[PROVIDED ENTRIES Boundary: Start]
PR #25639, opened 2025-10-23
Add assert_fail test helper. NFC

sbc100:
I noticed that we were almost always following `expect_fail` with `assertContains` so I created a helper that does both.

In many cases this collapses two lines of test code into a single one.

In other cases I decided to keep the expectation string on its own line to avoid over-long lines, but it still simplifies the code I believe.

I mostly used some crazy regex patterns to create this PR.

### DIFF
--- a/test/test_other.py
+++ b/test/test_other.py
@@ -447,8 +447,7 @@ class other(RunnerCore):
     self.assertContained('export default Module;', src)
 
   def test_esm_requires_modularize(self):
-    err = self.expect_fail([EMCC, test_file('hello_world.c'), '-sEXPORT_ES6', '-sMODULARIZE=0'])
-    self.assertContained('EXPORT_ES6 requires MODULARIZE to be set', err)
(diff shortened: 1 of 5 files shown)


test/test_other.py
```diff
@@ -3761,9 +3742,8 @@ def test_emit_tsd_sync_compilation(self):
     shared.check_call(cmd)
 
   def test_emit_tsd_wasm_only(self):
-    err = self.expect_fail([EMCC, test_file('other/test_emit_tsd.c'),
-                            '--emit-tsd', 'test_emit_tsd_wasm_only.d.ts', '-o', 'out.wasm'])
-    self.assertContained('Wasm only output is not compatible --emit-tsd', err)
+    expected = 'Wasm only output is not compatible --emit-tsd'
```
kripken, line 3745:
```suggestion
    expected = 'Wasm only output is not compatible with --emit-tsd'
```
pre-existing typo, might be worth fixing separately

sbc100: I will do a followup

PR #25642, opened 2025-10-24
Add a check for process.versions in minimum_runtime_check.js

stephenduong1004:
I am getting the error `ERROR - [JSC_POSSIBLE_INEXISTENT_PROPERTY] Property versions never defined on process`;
[PROVIDED ENTRIES Boundary: End]
[PROVIDED ENTRIES Boundary: Start]
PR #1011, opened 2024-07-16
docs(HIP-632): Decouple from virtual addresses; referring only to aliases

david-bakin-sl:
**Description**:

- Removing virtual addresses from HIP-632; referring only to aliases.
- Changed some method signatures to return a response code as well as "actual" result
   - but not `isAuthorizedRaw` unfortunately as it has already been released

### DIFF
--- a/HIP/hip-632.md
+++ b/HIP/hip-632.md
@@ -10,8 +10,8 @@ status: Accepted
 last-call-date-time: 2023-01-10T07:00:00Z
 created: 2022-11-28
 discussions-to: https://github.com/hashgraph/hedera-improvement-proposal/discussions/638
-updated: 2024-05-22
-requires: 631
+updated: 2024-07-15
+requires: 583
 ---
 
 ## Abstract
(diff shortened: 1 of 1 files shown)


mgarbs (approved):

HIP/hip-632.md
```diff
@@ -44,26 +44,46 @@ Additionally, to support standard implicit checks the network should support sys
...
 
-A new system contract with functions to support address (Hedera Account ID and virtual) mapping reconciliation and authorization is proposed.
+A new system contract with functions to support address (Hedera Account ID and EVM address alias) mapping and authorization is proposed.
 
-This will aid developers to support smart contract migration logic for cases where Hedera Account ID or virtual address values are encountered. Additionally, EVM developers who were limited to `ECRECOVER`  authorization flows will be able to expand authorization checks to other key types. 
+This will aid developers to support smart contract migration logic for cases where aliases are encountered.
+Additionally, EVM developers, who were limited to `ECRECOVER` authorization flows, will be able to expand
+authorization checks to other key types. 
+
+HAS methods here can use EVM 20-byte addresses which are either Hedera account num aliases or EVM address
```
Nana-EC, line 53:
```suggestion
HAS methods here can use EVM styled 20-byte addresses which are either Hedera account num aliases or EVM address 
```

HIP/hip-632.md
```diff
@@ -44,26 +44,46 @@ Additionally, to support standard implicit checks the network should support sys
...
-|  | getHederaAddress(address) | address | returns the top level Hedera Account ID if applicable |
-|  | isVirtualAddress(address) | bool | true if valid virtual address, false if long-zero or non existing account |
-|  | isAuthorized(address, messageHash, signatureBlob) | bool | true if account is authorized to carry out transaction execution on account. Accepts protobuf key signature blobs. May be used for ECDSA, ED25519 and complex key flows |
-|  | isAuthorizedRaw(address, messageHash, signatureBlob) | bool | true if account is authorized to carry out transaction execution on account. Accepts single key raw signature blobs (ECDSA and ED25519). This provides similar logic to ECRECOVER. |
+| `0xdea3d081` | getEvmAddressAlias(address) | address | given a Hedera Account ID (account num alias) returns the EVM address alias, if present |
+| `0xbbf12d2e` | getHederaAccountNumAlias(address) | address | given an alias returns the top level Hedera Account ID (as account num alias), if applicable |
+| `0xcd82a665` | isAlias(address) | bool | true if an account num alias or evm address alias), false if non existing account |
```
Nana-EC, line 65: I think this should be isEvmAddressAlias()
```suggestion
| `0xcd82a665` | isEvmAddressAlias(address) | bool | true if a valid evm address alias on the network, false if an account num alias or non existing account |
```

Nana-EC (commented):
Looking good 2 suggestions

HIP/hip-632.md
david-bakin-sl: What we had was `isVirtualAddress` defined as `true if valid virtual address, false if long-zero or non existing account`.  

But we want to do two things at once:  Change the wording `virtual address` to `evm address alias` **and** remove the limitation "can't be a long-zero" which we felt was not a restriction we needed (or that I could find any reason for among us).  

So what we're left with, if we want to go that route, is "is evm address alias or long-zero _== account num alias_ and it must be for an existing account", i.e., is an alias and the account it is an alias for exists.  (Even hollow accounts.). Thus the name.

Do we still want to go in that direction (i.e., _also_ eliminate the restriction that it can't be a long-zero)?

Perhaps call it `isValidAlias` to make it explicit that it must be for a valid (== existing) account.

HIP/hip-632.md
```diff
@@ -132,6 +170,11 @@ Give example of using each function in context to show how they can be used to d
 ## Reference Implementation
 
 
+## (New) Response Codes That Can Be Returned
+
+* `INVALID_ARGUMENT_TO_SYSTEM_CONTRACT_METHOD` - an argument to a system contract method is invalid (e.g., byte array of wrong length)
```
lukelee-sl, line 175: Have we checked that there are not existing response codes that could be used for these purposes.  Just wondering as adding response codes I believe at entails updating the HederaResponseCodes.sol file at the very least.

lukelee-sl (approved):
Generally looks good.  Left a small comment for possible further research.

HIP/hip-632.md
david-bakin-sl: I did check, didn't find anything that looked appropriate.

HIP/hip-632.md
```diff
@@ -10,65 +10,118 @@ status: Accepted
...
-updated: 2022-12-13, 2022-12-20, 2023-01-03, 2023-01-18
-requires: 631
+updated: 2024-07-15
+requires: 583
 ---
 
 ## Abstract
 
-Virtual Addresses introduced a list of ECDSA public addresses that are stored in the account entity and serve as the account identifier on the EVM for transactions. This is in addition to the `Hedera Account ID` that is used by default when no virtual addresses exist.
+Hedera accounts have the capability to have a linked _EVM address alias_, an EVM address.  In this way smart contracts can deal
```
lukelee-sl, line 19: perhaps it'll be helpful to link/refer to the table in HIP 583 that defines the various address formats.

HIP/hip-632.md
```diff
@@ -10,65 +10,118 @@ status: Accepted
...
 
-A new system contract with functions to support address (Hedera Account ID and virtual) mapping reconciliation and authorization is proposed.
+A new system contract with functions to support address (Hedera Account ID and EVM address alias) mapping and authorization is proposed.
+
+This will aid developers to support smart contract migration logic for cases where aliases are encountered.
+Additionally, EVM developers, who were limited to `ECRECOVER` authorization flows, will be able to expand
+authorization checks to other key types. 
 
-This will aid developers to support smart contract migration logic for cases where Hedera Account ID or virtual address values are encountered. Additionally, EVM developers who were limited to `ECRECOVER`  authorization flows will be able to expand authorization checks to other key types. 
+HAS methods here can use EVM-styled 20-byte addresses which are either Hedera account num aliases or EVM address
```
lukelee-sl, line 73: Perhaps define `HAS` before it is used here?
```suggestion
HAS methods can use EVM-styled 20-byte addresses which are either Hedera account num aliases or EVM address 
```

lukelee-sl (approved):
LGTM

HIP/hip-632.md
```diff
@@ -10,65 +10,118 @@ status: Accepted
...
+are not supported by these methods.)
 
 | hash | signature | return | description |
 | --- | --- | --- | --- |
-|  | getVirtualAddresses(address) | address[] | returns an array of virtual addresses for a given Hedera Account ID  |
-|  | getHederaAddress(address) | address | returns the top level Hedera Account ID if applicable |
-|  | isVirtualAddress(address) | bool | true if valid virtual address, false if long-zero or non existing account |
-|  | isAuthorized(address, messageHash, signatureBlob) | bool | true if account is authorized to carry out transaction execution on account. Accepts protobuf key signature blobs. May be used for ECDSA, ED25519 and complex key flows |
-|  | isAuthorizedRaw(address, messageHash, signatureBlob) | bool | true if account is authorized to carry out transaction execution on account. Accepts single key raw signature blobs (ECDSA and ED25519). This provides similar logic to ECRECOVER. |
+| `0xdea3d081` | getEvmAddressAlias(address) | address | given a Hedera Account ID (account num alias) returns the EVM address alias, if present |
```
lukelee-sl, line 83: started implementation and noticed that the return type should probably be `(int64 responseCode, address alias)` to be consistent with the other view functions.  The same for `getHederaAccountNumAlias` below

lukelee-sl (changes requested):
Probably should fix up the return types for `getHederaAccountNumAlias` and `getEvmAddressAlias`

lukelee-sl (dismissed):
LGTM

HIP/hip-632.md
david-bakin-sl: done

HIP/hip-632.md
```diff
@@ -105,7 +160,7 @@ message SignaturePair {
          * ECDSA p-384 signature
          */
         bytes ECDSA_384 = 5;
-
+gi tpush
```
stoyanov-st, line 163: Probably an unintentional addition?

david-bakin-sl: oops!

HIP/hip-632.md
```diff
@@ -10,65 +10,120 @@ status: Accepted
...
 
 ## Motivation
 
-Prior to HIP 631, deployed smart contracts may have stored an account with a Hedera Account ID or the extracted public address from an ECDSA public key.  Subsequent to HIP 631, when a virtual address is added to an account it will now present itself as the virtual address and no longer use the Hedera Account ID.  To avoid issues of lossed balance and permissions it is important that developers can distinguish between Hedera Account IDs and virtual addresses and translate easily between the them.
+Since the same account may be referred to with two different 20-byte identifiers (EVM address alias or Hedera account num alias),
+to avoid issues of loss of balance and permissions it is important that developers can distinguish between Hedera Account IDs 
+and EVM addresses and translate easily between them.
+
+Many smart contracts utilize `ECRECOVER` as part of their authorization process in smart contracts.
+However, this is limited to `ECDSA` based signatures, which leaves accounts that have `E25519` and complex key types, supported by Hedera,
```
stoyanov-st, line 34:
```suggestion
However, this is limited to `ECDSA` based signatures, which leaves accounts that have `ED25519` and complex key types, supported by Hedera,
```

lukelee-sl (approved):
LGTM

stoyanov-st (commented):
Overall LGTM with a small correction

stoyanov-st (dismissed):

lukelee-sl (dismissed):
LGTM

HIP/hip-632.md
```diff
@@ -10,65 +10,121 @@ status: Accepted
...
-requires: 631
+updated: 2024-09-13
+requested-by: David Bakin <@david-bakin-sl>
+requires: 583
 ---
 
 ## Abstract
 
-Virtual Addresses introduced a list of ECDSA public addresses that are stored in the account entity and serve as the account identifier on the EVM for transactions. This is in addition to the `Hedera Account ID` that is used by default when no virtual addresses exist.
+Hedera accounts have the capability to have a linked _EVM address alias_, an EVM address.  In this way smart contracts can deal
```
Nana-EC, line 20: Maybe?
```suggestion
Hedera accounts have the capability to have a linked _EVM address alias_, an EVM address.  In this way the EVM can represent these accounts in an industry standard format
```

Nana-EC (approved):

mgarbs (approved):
[PROVIDED ENTRIES Boundary: End]
BRIEF:
I need every line of the data that has the word "requested"; please list them.

FINISHED EXERCISE:
lukelee-sl (changes requested):
+requested-by: David Bakin <@david-bakin-sl>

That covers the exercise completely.